---- DATA

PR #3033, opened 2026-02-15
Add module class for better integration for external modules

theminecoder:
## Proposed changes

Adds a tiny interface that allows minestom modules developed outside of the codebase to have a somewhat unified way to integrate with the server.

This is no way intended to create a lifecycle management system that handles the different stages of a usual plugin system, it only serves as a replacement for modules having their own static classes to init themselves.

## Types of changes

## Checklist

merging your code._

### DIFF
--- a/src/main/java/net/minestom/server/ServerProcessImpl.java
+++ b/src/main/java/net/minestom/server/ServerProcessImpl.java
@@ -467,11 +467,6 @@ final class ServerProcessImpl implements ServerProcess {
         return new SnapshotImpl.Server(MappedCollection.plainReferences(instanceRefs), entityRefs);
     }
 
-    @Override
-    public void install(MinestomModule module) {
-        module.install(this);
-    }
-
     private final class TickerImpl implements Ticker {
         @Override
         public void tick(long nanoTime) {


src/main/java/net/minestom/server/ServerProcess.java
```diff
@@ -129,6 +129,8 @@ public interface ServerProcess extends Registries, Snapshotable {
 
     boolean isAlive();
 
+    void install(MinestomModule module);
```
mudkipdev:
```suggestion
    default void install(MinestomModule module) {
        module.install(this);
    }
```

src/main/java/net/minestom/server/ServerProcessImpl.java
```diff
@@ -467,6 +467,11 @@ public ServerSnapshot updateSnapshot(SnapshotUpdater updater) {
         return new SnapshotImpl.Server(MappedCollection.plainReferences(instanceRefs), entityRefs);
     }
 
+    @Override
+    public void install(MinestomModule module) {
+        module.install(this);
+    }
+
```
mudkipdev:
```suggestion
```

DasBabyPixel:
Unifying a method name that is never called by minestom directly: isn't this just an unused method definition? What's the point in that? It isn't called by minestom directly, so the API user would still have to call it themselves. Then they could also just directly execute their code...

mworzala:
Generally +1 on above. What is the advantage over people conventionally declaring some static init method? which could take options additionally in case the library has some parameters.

--------
---- DATA

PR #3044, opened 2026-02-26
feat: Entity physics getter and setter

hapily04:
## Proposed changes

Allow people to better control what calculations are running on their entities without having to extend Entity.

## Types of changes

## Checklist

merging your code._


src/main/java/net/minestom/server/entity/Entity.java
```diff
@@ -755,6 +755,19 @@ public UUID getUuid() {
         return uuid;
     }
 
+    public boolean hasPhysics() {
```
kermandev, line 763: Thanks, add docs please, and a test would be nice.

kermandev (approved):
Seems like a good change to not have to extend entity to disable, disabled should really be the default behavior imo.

--------

▸ ACTION ITEM
Give the number of lines above that hold "people", with no other words.

▸ RESULT FOR THIS EXERCISE
2